Posted: Fri Nov 22, 2024 7:37 pm
by dbuster
I have received a PDF file that was derived from either a database or spreadsheet file. I would like to turn it into an Open Office spreadsheet. Is there a way to do this? Thanks.

Re: Convert PDF to ODS

Posted: Fri Nov 22, 2024 10:37 pm
by Hagar Delest
Hi and welcome to the forum!

Try a mere copy and paste, depending on how the PDF was made, the table structure may have been kept.
Printing the PDF as an image and then using an OCR application may give you some result.
Note: you can try with LibreOffice (at least a portable version), it may do better for the copy paste.
But that's much trouble, redoing the whole file may be quicker.

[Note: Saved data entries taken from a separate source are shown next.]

PR #4465, opened 2024-07-31
[#162286] Instrument reservations updates

LeticiaErrandonea:
# Release Notes
* Move calendar above admin holds.
* Make admin holds end date configurable.

# Screenshot
image

image

# Additional Context
- [ ] Set to 16 or 17 weeks (~120 days) for OSU.

### DIFF
--- a/config/settings.yml
+++ b/config/settings.yml
@@ -16,6 +16,9 @@ accounts:
   product_default: 75340
   revenue_account_default: 50617
 
+admin_holds:
+  repeat_end_date_in_weeks: <%= ENV.fetch("ADMIN_HOLD_REPEAT_END_DATE_IN_WEEKS", 12) %>
+
 financial:
   # in the format MM-DD
   fiscal_year_begins: 09-01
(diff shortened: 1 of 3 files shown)


config/settings.yml
```diff
@@ -16,6 +16,9 @@ accounts:
   product_default: 75340
   revenue_account_default: 50617
 
+admin_holds:
+  repeat_end_date_in_weeks: <%= ENV.fetch("ADMIN_HOLD_REPEAT_END_DATE_IN_WEEKS", 12) %>
```
giladshanan, line 20: What do you think about documenting this and the other options managed via settings.yml?
We have `HOWTO_feature_flags.md` that describes some of it, but I think we should aim to document more of the settings either in that file, a new file, or perhaps in notion.  What do you think?

giladshanan (approved):
Looks good, just a question for you about improving documentation

config/settings.yml
LeticiaErrandonea: After talking about this, decided to consider documenting in the future

PR #371, opened 2016-06-01
Allow requests with an empty Host header

jmarin:
See [reference documentation](http://doc.akka.io/docs/akka/2.4.6/scala/http/configuration.html) (`default-host-header` setting)


schbetsy:
For anyone curious, I found this helpful for learning a bit more about the Host header: https://www.w3.org/Protocols/rfc2616/rfc2616-sec14.html#sec14.23

schbetsy:
LGTM

jmarin:
Also for context, this is necessary for health checks performed by our runtime platform on the root endpoint. Without a default `Host` header, they fail.

lgdean:
Thanks to you both for the context! Merging.

PR #386, opened 2016-06-06
Q013, Q036, Q037

kgudel:
Closes #189 
Closes #190 
Closes #191 

Further makes LarHttpApiSpec only check for syntax and validity

PR #389, opened 2016-06-06
Fix V300

### LINKED ISSUE #385: V300 should not enforce tract="NA" for small county

kgudel:
Closes #385


kgudel:
Requires #386

nickgrippin:
Code LGTM.  @debseidner, does this fix look good to you?

debseidner:
@nickgrippin @kgudel Have one question

I see this:
 when(tract not equalTo("NA")) {
        validFormat and
          validCensusTractCombination and
 -        tractStateCountyCombination and
 -        smallCounty

Is there a check that MSA, Census, County and State are all a valid combination if MSA does not = NA? Also, what does smallcounty mean there?

kgudel:
1. Yes. `validCensusTractCombination` checks whether all geo fields are valid when MSA not "NA".

2. Small county is true if the county is marked as small and false if not.

debseidner:
@kgudel Thanks for the explanations. @nickgrippin All good.now. Thanks again for checking.

PR #390, opened 2016-06-07
Q032

nickgrippin:
Closes #194 

Includes modification of test files to pass this quality check.

Depends on #386 to update SingleLarValidationSpec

Especially if copy-paste at least gives you series as rows or columns.

Re: Convert PDF to ODS

Posted: Mon Nov 25, 2024 10:52 pm
by Jan_J
Too many detailed problems arise to believe that PDF transformation produces reliable data.
One of them is custom font encoding. There is no evidence that characters in PDF document correspond to usual entry points of usual text encoding; let's say, unicode.
One of others is possibility of specifying translated location of objects.
However, in *simple* situations, extracting text from PDF, and/or Copy→Paste operations may go smooth.

Re: Convert PDF to ODS

Posted: Mon Nov 25, 2024 10:59 pm
by RoryOF
There is a linux utility pdftotext that may be of use, but be aware it does not always (for reasons I do not know) produce strictly linear text output. In the case of PDF book text, one can often find displaced chunks of text in the output file.